Hopefully the facility you mentioned your mother is being treated at will be one of your countries top facilities. We do have some members from Australia but they may not be actively posting right now. Im sorry but OCF does NOT have info about what international centers are the best or who is affiliated with who. The best places in the US for patients to get treated are called comprehensive cancer centers (CCC's). The top CCCs use a team based approach where all the specialists work together so everyone is on the same page. The US CCCs attract the brightest and most talented physicians who are the most experienced in complex cases and rare cancers and are often teaching hospitals. This info might be helpful when seeking treatment centers in countries outside of the US.

When looking at the very best cancer treatment facilities, please use caution when you vet them! Unfortunately, cancer treatment is a BIG business where there are far too many unscrupulous people who are only looking to fill their pockets. Patients and their families are especially vulnerable when first diagnosed, they're understandably upset and not sure where to go or what places are the best for their situation. Be especially careful making calls to unknown international facilities! You definitely do NOT want to end up calling a "for profit" type facility that is heavily advertised or some back alley clinic that does not comply with regular medical treatments or guidelines. These organizations often only accept certain cancer patients/conditions that are the easiest to treat making their rate of success appear much higher than if they accepted all cancer types and patients. These so-called "cancer centers" are very deceitful and only have their eyes on their bottom line and not patients welfare. They are so tricky you will sometimes see these facilities use cancer center as part of their name to make patients think their facility is an accredited one thats a top clinic. Sadly, there are far too many people/businesses who take advantage of cancer patients and their families with false claims and fake cures.

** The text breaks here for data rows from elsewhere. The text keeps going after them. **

PR #3423, opened 2024-06-11
DM-44523: run cm-service under k8s

fritzm:
Updates to cm-service chart
* Add redis and cnpg postgress to the app
* Add secrets management
* Move env vars from configmap into deployment
* Remove gafaelfawr ingress for time being (until gf gets deployed to usdf cm vclusters)
* Add volume configuration support for service output dir
* Adjust to run service as user `lsstsvc1`
* Add condor-capable worker deployment
* Move deployment from `idfdemo` to `usdf-cm`


applications/cm-service/values.yaml
```diff
@@ -16,36 +36,112 @@ image:
...
+  # -- Annotations for the worker pod
+  podAnnotations: {}
+
+  # -- Tolerations for the worker pod
+  tolerations: []
+
+  htcondor:
+    config:
+      # -- If specified, location for htcondor config file to be injected into
+      #    worker pod
```
ctslater, line 109: These hanging indents puts a weird whitespace in the auto-generated README.

applications/cm-service/templates/pvc.yaml
```diff
@@ -0,0 +1,34 @@
+---
+apiVersion: v1
+kind: PersistentVolumeClaim
+metadata:
+  name: cm-service-output
+  labels:
+    {{- include "cm-service.labels" . | nindent 4 }}
+spec:
+  {{- with .Values.config.outputVolume.storageClassName }}
```
ctslater, line 9: What's the advantage of doing a `with` instead of just `storageClassName: {{ .Values.config.outputVolume.storageClassName }}` ?

applications/cm-service/templates/deployment.yaml
```diff
@@ -40,22 +61,32 @@ spec:
...
-      {{- with .Values.tolerations }}
+      {{- with .Values.frontend.tolerations }}
       tolerations:
         {{- toYaml . | nindent 8 }}
       {{- end }}
       securityContext:
         runAsNonRoot: true
-        runAsUser: 1000
-        runAsGroup: 1000
+        runAsUser: 17951
```
ctslater, line 91: Break out to values file?

applications/cm-service/values-usdf-cm.yaml
```diff
@@ -0,0 +1,31 @@
...
+  logLevel: "INFO"
+  logProfile: "development"
+  databaseEcho: true
+  outputVolume:
+    storageClassName: "sdf-data-rubin"
+    subPath: "shared/campaigns/users/usdf-cm-prod"
+worker:
+  htcondor:
+    config:
+      mountPath: "/opt/lsst/software/stack/conda/envs/lsst-scipipe-9.0.0/etc/condor/config.d"
```
ctslater, line 11: Suspicious looking path; is rubin-env actually mounted there?

applications/cm-service/values.yaml
```diff
@@ -2,8 +2,28 @@
...
+  outputVolume:
+    # -- If specified, name of storage class requested in service output area PVC
+    storageClassName: null
+    # -- Minimum storage requested in service output area PVC
+    storage: 1Gi
+    # -- If specified, sub-path within bound PV to be mounted at service output area
+    subPath: null
+
+  # -- URL path prefix
+  pathPrefix: "/cm-service/v1"
```
ctslater, line 26: I think we're going to want the v1 to be internal to the container so that the GUI can live at /cm-service/.

ctslater (approved):
Just a few minor thoughts added, all looks good.

applications/cm-service/templates/pvc.yaml
fritzm: The body of the `with` is not expanded if the variable is `null`, so you don't get a dangling/empty yaml key this way.

applications/cm-service/templates/deployment.yaml
fritzm: Good point -- USDF (or other site) specific -- will do.

applications/cm-service/values-usdf-cm.yaml
fritzm: Yup. This nests our condor config within the config defaults that come along with the stack.  Otherwise, setting up the stack in the container wipes out our config when it repoints `CONDOR_CONFIG`.

applications/cm-service/values.yaml
fritzm: Agreed. I will coordinate with Eman to rotate the paths on a subsequent ticket.

applications/cm-service/values.yaml
fritzm: Hunh -- I copied that style from some other applications in phalanx.  I see what you are saying, though.  They don't show up when rendered in-browser at `lsst.io` because of the vagaries of HTML so I missed them!

applications/cm-service/templates/deployment.yaml
fritzm: Actually, upon inspection, this user/group is already specified as the default in the container image.  I will just remove these.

Even if you name where your mother is being treated, being that Im in the US, I would have no idea what places are good and which one arent. Plus OCF is NOT a doctor/hospital referral or rating organization. For those types of things you will need to find something in your country that provides that type of rating service. Here at OCF, its best to leave out specific doctors names and to be very careful when posting the names of treatment facilities. We can NOT allow the posting of any negative info associated with any doctor or treatment facilities name to be written on our public forum.

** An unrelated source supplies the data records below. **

PR #3427, opened 2024-06-11
DM-44783: Prepare for OR4 Prompt Processing

hsinfang:


applications/prompt-proto-service-lsstcomcamsim/values-usdfprod-prompt-processing.yaml
```diff
@@ -10,30 +10,33 @@ prompt-proto-service:
...
+    endpointUrl: https://sdfembs3.sdf.slac.stanford.edu
 
   imageNotifications:
     kafkaClusterAddress: prompt-processing-2-kafka-bootstrap.kafka:9092
-    topic: rubin-prompt-processing-prod
+    topic: rubin-summit-notification
 
   apdb:
-    config: s3://rubin-summit-users/apdb_config/sql/pp_apdb_lsstcomcamsim.py
+    config: s3://rubin-summit-users/apdb_config/cassandra/pp_apdb_lsstcomcamsim_pre_or4.py
```
isullivan, line 36: Will you create a new config and keyspace without "pre" before OR4 begins?

applications/prompt-proto-service-lsstcomcamsim/values-usdfprod-prompt-processing.yaml
```diff
@@ -10,30 +10,33 @@ prompt-proto-service:
...
+
+  alerts:
+    topic: alerts-simulated
```
isullivan, line 39: Just checking that this should not also be `alert-stream-test` as in dev.

isullivan (approved):
Looks good! Just a couple things for you to double-check.

applications/prompt-proto-service-lsstcomcamsim/values-usdfprod-prompt-processing.yaml
hsinfang: I believe that it has been created. And we need to remember to switch to it right before OR4 begins.

applications/prompt-proto-service-lsstcomcamsim/values-usdfprod-prompt-processing.yaml
hsinfang: That's my understanding from @bsmartradio  from  https://lsstc.slack.com/archives/C0345PUU4N9/p1718147016397699

applications/prompt-proto-service-lsstcomcamsim/values-usdfprod-prompt-processing.yaml
isullivan: I can confirm that `pp_apdb_lsstcomcamsim_or4` has been created, and is what we should use for OR4. I agree we should wait to switch until just before the rehearsal, in case they send more test data.

PR #3430, opened 2024-06-13
DM-40193: Disk space leak in Prompt Processing

kfindeisen:
This PR adds service configuration options for the caching system introduced in lsst-dm/prompt_processing#169, and cuts ephemeral storage requests to a quarter.


erinleighh (approved):
Everything looks good!

PR #1200, opened 2016-07-02
remove scaffolds from UI - not being maintained

zehicle:
cleaning up more dead code paths - we are not using scaffolds.


VictorLowther:

PR #1201, opened 2016-07-06
Add general purpose Service Role

zehicle:
This role can be used by any role that needs to collect service IPs as an attribute.  Very handy for multi-node services (like etdc or kubernetes api or consul-master)

At some point, we could retrofit consul.

REQUIRES that you add an attrib & event declaration in the role.

### DIFF
--- a/rails/app/models/barclamp_rebar/service_role.rb
+++ b/rails/app/models/barclamp_rebar/service_role.rb
@@ -28,20 +28,40 @@ class BarclampRebar::ServiceRole < Role
   def collect_addresses(nr, *args)
 
     aname = "#{nr.role.name}-addresses"
+    netname = "#{nr.role.name}-network"
     addresses = []
 
-    d = nr.deployment
-    d.node_roles.where(role_id: nr.role_id).each do |nrs|
-      if nrs.active?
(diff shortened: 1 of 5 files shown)


VictorLowther:

rails/app/models/barclamp_rebar/service_role.rb
```diff
@@ -0,0 +1,50 @@
...
+  end
+
+  private
+
+  def collect_addresses(nr, *args)
+
+    aname = "#{nr.role.name}-addresses"
+    addresses = []
+
+    d = nr.deployment
```
galthaus: @VictorLowther, does he need a transaction here?  I think he is good, but not sure.

zehicle: I considered it - it seemed like a single action, so I did not include it.

VictorLowther: Wrap it all in a transaction.

galthaus: Yeah.  I was more thinking that the two on_mumbles were already in a transaction but probably safer just to wrap it

PR #1202, opened 2016-07-10
add cluster role and barclamp to handle common cluster init tasks lik…

zehicle:
…e name and addresses


VictorLowther:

The best thing you can do to help your mother is to read and learn about your mothers cancer. By being an informed caregiver it will help make you a strong advocate for your mother. I posted a couple links on my previous reply. Take some time and read thru the main OCF site. Theres page after page of info to help you better understand cancer and how its treated. Its certainly is a small world having another patient join OCF who had ACC recently. While every patient is different and will respond to things in their own unique way, Im sure you find it comforting having another ACC patient/survivor who is actively posting. Our site helps make the world a much smaller place! Members become friends, often very close friends which are like long lost relatives. Ive made many close friends from all over the world and been fortunate enough to have been able to meet many OC patients/survivors and caregivers in person at different OCF events over the years. Knowing theres others out there who have been thru similar situations helps to create strong bonds. Im sure your mother will find great comfort in knowing she isnt alone with her illness.